(Records from a dataset)
PR #1050, opened 2024-04-11
Adding validation for email-id field

### LINKED ISSUE #730: Error sending email with capitalization to Apigee.

kedarkhaire:
Fixes #730 
For Hybrid instance (Org type = ApigeeX), 
add field validation for user email field on all operations. Validation will be to check the string is in lowercase. 
Should be triggered on new user creation, user edit, login, SAML auth, drupal default login & LDAP login.

### DIFF
--- a/apigee_edge.module
+++ b/apigee_edge.module
@@ -338,6 +338,31 @@ function apigee_edge_entity_base_field_info_alter(&$fields, EntityTypeInterface 
 }
 
 /**
+ * Implements hook_form_FORM_ID_alter() for install_configure_form().
+ *
+ * Allows the profile to alter the site configuration form.
+ */
+function apigee_edge_form_install_configure_form_alter(&$form, FormStateInterface $form_state) {
+  $form['#validate'][] = 'apigee_edge_checkemail';
+}
+
+function apigee_edge_checkemail(&$form, FormStateInterface $form_state) {
+  try {
+    $org_controller = \Drupal::service('apigee_edge.controller.organization');
+    // Check if org is ApigeeX.
+    if ($org_controller->isOrganizationApigeeX()) {
+      if (preg_match('/[A-Z]/', $form_state->getValue(['account', 'mail']))) {
+        $form_state->setErrorByName('account][mail', 'This email address accepts only lowercase characters.');
+      }
+   }
+ }
+ catch (\Exception $exception) {
+   // If not able to connect to Apigee Edge.
+   Drupal::logger('apigee_edge')->error($exception->getMessage());
+ }
+}
+
+/**
  * Implements hook_entity_extra_field_info().
  */
 function apigee_edge_entity_extra_field_info() {
--- a/apigee_edge.module
+++ b/apigee_edge.module
@@ -326,7 +326,7 @@ function apigee_edge_entity_base_field_info_alter(&$fields, EntityTypeInterface 
     $mail = $fields['mail'];
     $mail->setRequired(TRUE);
     $mail->addConstraint('DeveloperMailUnique');
-    $mail->addConstraint('LowercaseEmail');
+    $mail->addConstraint('DeveloperLowercaseEmail');
 
     // Add a bundle to these fields to allow other modules to display them
     // as configurable (fields added through the UI or configuration do have a
--- a/apigee_edge.module
+++ b/apigee_edge.module
@@ -718,6 +718,8 @@ function apigee_edge_form_user_form_alter(&$form, FormStateInterface $form_state
   // connection validation apigee_edge_module_implements_alter() ensures that
   // form_alter hook is called in the last time.
   $validation_functions[] = 'apigee_edge_form_user_form_developer_email_validate';
+  // Validates whether the provided email address is in lowercase.
+  $validation_functions[] = 'apigee_edge_email_field_validate';
   $form['#validate'] = array_merge($validation_functions, $form['#validate']);
 }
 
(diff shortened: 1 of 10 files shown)


apigee_edge.module
```diff
@@ -718,6 +718,8 @@ function apigee_edge_form_user_form_alter(&$form, FormStateInterface $form_state
   // connection validation apigee_edge_module_implements_alter() ensures that
   // form_alter hook is called in the last time.
   $validation_functions[] = 'apigee_edge_form_user_form_developer_email_validate';
+  // Validates whether the provided email address is in lowercase.
+  $validation_functions[] = 'apigee_edge_email_field_validate';
```
mxr576: Form validation can be bypassed when a user is created via JSONAPI. Entity or field level constraints are the only solutions that all components should obey.

kedarkhaire: Hi @mxr576 Sure, I will add field constraints for email field.

src/Plugin/Validation/Constraint/LowercaseEmailConstraintValidator.php
```diff
@@ -0,0 +1,41 @@
...
+      // First check if the organization is ApigeeX.
+      try {
+        /** @var \Drupal\apigee_edge\SDKConnectorInterface $sdk_connector */
+        $sdk_connector = \Drupal::service('apigee_edge.sdk_connector');
+        $org_controller = \Drupal::service('apigee_edge.controller.organization');
+        /** @var \Apigee\Edge\Api\Management\Entity\Organization $organization */
+        $organization = $org_controller->load($sdk_connector->getOrganization());
+
+        // Check if organization is ApigeeX.
+        if ($organization && ('CLOUD' === $organization->getRuntimeType() || 'HYBRID' === $organization->getRuntimeType())) {
```
giteshk: Can this check for ApigeeX instance be moved to the module file instead of here?

src/Plugin/Validation/Constraint/LowercaseEmailConstraintValidator.php
```diff
@@ -0,0 +1,41 @@
...
+
+  /**
+   * {@inheritdoc}
+   */
+  public function validate($value, Constraint $constraint) {
+    foreach ($value as $item) {
+      // First check if the organization is ApigeeX.
+      try {
+        /** @var \Drupal\apigee_edge\SDKConnectorInterface $sdk_connector */
+        $sdk_connector = \Drupal::service('apigee_edge.sdk_connector');
```
mxr576: Dependency injection is possible in constraint validators as well. 

See: `\Drupal\Core\Entity\Plugin\Validation\Constraint\ValidReferenceConstraintValidator`

src/Plugin/Validation/Constraint/LowercaseEmailConstraintValidator.php
mxr576: What would be the benefit of that? The constraint is added in "build-time", however this should be a runtime check because what if a site gets re-connected to an Apigee X org after it was connected to Apigee Edge.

Your goal
Transcribe each entry word for word.

Response to the exercise
PR #1050, opened 2024-04-11
Adding validation for email-id field

### LINKED ISSUE #730: Error sending email with capitalization to Apigee.

kedarkhaire:
Fixes #730 
For Hybrid instance (Org type = ApigeeX), 
add field validation for user email field on all operations. Validation will be to check the string is in lowercase. 
Should be triggered on new user creation, user edit, login, SAML auth, drupal default login & LDAP login.

### DIFF
--- a/apigee_edge.module
+++ b/apigee_edge.module
@@ -338,6 +338,31 @@ function apigee_edge_entity_base_field_info_alter(&$fields, EntityTypeInterface 
 }
 
 /**
+ * Implements hook_form_FORM_ID_alter() for install_configure_form().
+ *
+ * Allows the profile to alter the site configuration form.
+ */
+function apigee_edge_form_install_configure_form_alter(&$form, FormStateInterface $form_state) {
+  $form['#validate'][] = 'apigee_edge_checkemail';
+}
+
+function apigee_edge_checkemail(&$form, FormStateInterface $form_state) {
+  try {
+    $org_controller = \Drupal::service('apigee_edge.controller.organization');
+    // Check if org is ApigeeX.
+    if ($org_controller->isOrganizationApigeeX()) {
+      if (preg_match('/[A-Z]/', $form_state->getValue(['account', 'mail']))) {
+        $form_state->setErrorByName('account][mail', 'This email address accepts only lowercase characters.');
+      }
+   }
+ }
+ catch (\Exception $exception) {
+   // If not able to connect to Apigee Edge.
+   Drupal::logger('apigee_edge')->error($exception->getMessage());
+ }
+}
+
+/**
  * Implements hook_entity_extra_field_info().
  */
 function apigee_edge_entity_extra_field_info() {
--- a/apigee_edge.module
+++ b/apigee_edge.module
@@ -326,7 +326,7 @@ function apigee_edge_entity_base_field_info_alter(&$fields, EntityTypeInterface 
     $mail = $fields['mail'];
     $mail->setRequired(TRUE);
     $mail->addConstraint('DeveloperMailUnique');
-    $mail->addConstraint('LowercaseEmail');
+    $mail->addConstraint('DeveloperLowercaseEmail');
 
     // Add a bundle to these fields to allow other modules to display them
     // as configurable (fields added through the UI or configuration do have a
--- a/apigee_edge.module
+++ b/apigee_edge.module
@@ -718,6 +718,8 @@ function apigee_edge_form_user_form_alter(&$form, FormStateInterface $form_state
   // connection validation apigee_edge_module_implements_alter() ensures that
   // form_alter hook is called in the last time.
   $validation_functions[] = 'apigee_edge_form_user_form_developer_email_validate';
+  // Validates whether the provided email address is in lowercase.
+  $validation_functions[] = 'apigee_edge_email_field_validate';
   $form['#validate'] = array_merge($validation_functions, $form['#validate']);
 }
 
(diff shortened: 1 of 10 files shown)


apigee_edge.module
```diff
@@ -718,6 +718,8 @@ function apigee_edge_form_user_form_alter(&$form, FormStateInterface $form_state
   // connection validation apigee_edge_module_implements_alter() ensures that
   // form_alter hook is called in the last time.
   $validation_functions[] = 'apigee_edge_form_user_form_developer_email_validate';
+  // Validates whether the provided email address is in lowercase.
+  $validation_functions[] = 'apigee_edge_email_field_validate';
```
mxr576: Form validation can be bypassed when a user is created via JSONAPI. Entity or field level constraints are the only solutions that all components should obey.

kedarkhaire: Hi @mxr576 Sure, I will add field constraints for email field.

src/Plugin/Validation/Constraint/LowercaseEmailConstraintValidator.php
```diff
@@ -0,0 +1,41 @@
...
+      // First check if the organization is ApigeeX.
+      try {
+        /** @var \Drupal\apigee_edge\SDKConnectorInterface $sdk_connector */
+        $sdk_connector = \Drupal::service('apigee_edge.sdk_connector');
+        $org_controller = \Drupal::service('apigee_edge.controller.organization');
+        /** @var \Apigee\Edge\Api\Management\Entity\Organization $organization */
+        $organization = $org_controller->load($sdk_connector->getOrganization());
+
+        // Check if organization is ApigeeX.
+        if ($organization && ('CLOUD' === $organization->getRuntimeType() || 'HYBRID' === $organization->getRuntimeType())) {
```
giteshk: Can this check for ApigeeX instance be moved to the module file instead of here?

src/Plugin/Validation/Constraint/LowercaseEmailConstraintValidator.php
```diff
@@ -0,0 +1,41 @@
...
+
+  /**
+   * {@inheritdoc}
+   */
+  public function validate($value, Constraint $constraint) {
+    foreach ($value as $item) {
+      // First check if the organization is ApigeeX.
+      try {
+        /** @var \Drupal\apigee_edge\SDKConnectorInterface $sdk_connector */
+        $sdk_connector = \Drupal::service('apigee_edge.sdk_connector');
```
mxr576: Dependency injection is possible in constraint validators as well. 

See: `\Drupal\Core\Entity\Plugin\Validation\Constraint\ValidReferenceConstraintValidator`

src/Plugin/Validation/Constraint/LowercaseEmailConstraintValidator.php
mxr576: What would be the benefit of that? The constraint is added in "build-time", however this should be a runtime check because what if a site gets re-connected to an Apigee X org after it was connected to Apigee Edge.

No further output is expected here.